When one of the partner threads reaches the coordination point, they should block themselves before receiving a signal from their partner threads until other partners send a coordination signal before being awakened and executed. The Coordination Relationship Between the cooperative threads waiting for messages or signals from each other becomes thread synchronization.
Thread Synchronization is a means to solve the cooperative relationship between threads. Synchronization refers to two or more threads coordinating their activities based on a certain condition. The execution of one thread depends on the signal of another thread. When a thread does not receive the signal from another thread, it needs to wait until the signal arrives before it is awakened.

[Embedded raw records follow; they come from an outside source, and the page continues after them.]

PR #571, opened 2016-08-23
BUG: Add the extension third party dirs to python additional launcher settings

naucoin:
This change will cause an addition to the inner build
AdditionalLauncherSettings.ini file in extensions with a superbuild
set up, adding the top level extension third party lib directory to the python
path settings. This will allow third party python packages to be loaded during
module tests.

Issue https://github.com/SBU-BMI/SlicerOpenCV/issues/12


jcfr:
LGTM :+1:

Thread mutex is a special thread synchronization mechanism, that is, the successive use of mutex to share resources is also a coordination of the resource order used by threads.

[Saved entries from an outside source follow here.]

PR #572, opened 2016-08-23
COMP: use proper variable evaluation in SlicerExtensionCPack

ihnorton:
Should fix UKFTractography extension packaging due to using incorrect fixup script. Has been broken since 195c0d55.

See build error: http://slicer.cdash.org/buildSummary.php?buildid=875941

### DIFF
--- a/CMake/SlicerExtensionCPack.cmake
+++ b/CMake/SlicerExtensionCPack.cmake
@@ -161,7 +161,7 @@ if(APPLE)
 
   set(msg "Checking if extension type is SuperBuild")
   message(STATUS "${msg}")
-  if(DEFINED ${EXTENSION_NAME}_SUPERBUILD)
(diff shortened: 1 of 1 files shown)


ihnorton:
cc @ljod @yrathi

ihnorton:
To clarify, this is necessary because UKFTractography uses `UKFTractography_SUPERBUILD` as an `option`, so it is always defined.

ihnorton:
(CI non-failure due to this changing CMake file)

jcfr:
Thanks for the patch

Integrated in [r25303](http://viewvc.slicer.org/viewvc.cgi/Slicer4?view=revision&revision=25303)

ihnorton:
Looks good now, thanks: http://slicer.cdash.org/buildSummary.php?buildid=876325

One way to achieve thread synchronization in the operating system isSemaphoresAndPV operation. The operation to test the semaphore State becomes a P operation. The operation to change the semaphore state is called a V operation. These two operations are mutually exclusive and cannot be interrupted during execution. Multiple Threads determine each other based on the semaphore status.

Java thread Communication Method

The java. lang. Object class provides the wait (), Y (), and notifyAll () methods for inter-thread communication.

Note:

• No matter whether the synchronized keyword is applied to methods or objects, the lock it acquires is an object, instead of using a piece of code or function as a lock-and the synchronization method may be accessed by objects in other threads.
• Each object has only one lock associated with it.
• Implementing synchronization requires a large amount of system overhead as a cost, and may even cause deadlocks. Therefore, avoid unnecessary synchronization control as much as possible.

When synchronized is used as the function modifier, it locks the synchronous method object. That is to say, when an object P1 executes this synchronization method in different threads, they are mutually exclusive to achieve synchronization. However, the other object P2 generated by the Class to which this object belongs can call the method with the synchronized keyword.